WHAT YOU HAVE TO DO
From the entries below, report how many lines contain the string "client". Give only that number.

[AVAILABLE RECORDS Boundary: Start]

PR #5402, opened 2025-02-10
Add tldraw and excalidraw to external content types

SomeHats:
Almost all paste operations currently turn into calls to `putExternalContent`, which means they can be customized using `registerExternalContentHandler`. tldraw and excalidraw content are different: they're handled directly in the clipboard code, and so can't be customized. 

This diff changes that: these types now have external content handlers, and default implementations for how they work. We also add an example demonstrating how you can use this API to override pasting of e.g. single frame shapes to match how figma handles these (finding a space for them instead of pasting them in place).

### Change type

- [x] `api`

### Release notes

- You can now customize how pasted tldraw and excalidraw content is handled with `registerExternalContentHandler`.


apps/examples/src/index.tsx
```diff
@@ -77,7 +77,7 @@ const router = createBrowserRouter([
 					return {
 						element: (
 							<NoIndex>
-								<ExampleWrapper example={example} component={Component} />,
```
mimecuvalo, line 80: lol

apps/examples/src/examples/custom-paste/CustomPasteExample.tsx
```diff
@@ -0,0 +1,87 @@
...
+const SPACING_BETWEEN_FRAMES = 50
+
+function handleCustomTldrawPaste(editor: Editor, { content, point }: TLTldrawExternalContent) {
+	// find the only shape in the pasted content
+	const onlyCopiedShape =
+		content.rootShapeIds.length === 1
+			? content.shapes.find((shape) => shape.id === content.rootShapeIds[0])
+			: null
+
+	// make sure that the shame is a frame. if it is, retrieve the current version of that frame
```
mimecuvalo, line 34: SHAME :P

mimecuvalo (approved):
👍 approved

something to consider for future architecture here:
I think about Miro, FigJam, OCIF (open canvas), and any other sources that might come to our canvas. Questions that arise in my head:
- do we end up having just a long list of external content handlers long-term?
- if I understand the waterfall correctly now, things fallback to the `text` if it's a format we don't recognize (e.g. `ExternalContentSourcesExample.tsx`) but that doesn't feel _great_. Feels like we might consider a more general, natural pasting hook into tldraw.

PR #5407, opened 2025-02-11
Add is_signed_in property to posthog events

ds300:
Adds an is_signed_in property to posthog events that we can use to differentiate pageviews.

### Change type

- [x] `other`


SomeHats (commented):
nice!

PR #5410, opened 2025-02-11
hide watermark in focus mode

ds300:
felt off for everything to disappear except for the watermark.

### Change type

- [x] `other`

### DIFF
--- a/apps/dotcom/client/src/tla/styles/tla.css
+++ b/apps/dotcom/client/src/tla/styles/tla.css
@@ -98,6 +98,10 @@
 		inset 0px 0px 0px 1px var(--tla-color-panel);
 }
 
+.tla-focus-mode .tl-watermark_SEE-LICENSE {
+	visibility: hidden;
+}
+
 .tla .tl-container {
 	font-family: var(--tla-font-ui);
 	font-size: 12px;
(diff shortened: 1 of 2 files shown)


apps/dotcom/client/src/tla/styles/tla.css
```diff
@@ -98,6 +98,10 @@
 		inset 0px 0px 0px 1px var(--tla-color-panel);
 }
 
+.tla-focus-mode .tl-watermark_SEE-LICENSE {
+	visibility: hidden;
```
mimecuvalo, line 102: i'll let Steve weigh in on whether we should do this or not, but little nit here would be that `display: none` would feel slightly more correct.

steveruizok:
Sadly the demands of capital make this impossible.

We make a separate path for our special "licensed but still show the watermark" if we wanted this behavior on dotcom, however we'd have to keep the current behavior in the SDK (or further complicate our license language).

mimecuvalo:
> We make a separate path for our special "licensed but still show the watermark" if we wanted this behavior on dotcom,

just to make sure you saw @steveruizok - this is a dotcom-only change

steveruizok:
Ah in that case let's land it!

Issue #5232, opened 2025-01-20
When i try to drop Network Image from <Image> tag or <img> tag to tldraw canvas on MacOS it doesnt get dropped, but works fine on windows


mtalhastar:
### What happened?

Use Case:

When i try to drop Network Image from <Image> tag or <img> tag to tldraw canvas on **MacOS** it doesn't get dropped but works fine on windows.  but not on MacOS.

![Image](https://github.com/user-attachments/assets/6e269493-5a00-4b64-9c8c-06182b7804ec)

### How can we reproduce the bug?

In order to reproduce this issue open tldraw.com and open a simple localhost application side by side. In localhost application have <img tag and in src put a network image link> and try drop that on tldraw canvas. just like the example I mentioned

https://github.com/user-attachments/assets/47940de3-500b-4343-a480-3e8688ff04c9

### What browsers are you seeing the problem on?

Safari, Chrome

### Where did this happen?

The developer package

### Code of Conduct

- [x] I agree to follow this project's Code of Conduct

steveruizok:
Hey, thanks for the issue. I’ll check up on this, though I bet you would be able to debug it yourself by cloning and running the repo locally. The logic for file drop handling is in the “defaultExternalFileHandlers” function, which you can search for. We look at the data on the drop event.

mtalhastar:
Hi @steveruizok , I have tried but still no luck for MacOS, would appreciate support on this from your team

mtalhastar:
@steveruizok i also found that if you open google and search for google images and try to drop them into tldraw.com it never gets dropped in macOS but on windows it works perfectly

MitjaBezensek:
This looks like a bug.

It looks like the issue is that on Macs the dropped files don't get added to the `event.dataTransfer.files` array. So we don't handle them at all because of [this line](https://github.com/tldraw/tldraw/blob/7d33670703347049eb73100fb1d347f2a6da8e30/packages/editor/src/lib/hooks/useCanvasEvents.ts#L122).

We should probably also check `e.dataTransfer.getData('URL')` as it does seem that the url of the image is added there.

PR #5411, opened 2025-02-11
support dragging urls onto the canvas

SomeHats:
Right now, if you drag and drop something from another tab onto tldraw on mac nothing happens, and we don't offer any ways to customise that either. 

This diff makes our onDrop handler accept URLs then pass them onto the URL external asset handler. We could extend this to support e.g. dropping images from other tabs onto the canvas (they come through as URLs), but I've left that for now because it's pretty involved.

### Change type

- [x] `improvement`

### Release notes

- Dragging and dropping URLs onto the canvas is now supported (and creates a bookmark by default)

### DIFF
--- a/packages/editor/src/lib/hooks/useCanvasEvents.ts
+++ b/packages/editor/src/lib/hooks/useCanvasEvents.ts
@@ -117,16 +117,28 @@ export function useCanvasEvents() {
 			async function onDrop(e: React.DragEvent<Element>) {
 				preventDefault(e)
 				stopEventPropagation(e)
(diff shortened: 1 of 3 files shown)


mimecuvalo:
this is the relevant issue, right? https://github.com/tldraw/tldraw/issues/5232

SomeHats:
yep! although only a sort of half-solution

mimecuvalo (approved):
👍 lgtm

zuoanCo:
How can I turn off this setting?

[AVAILABLE RECORDS Boundary: End]

RESPONSE
3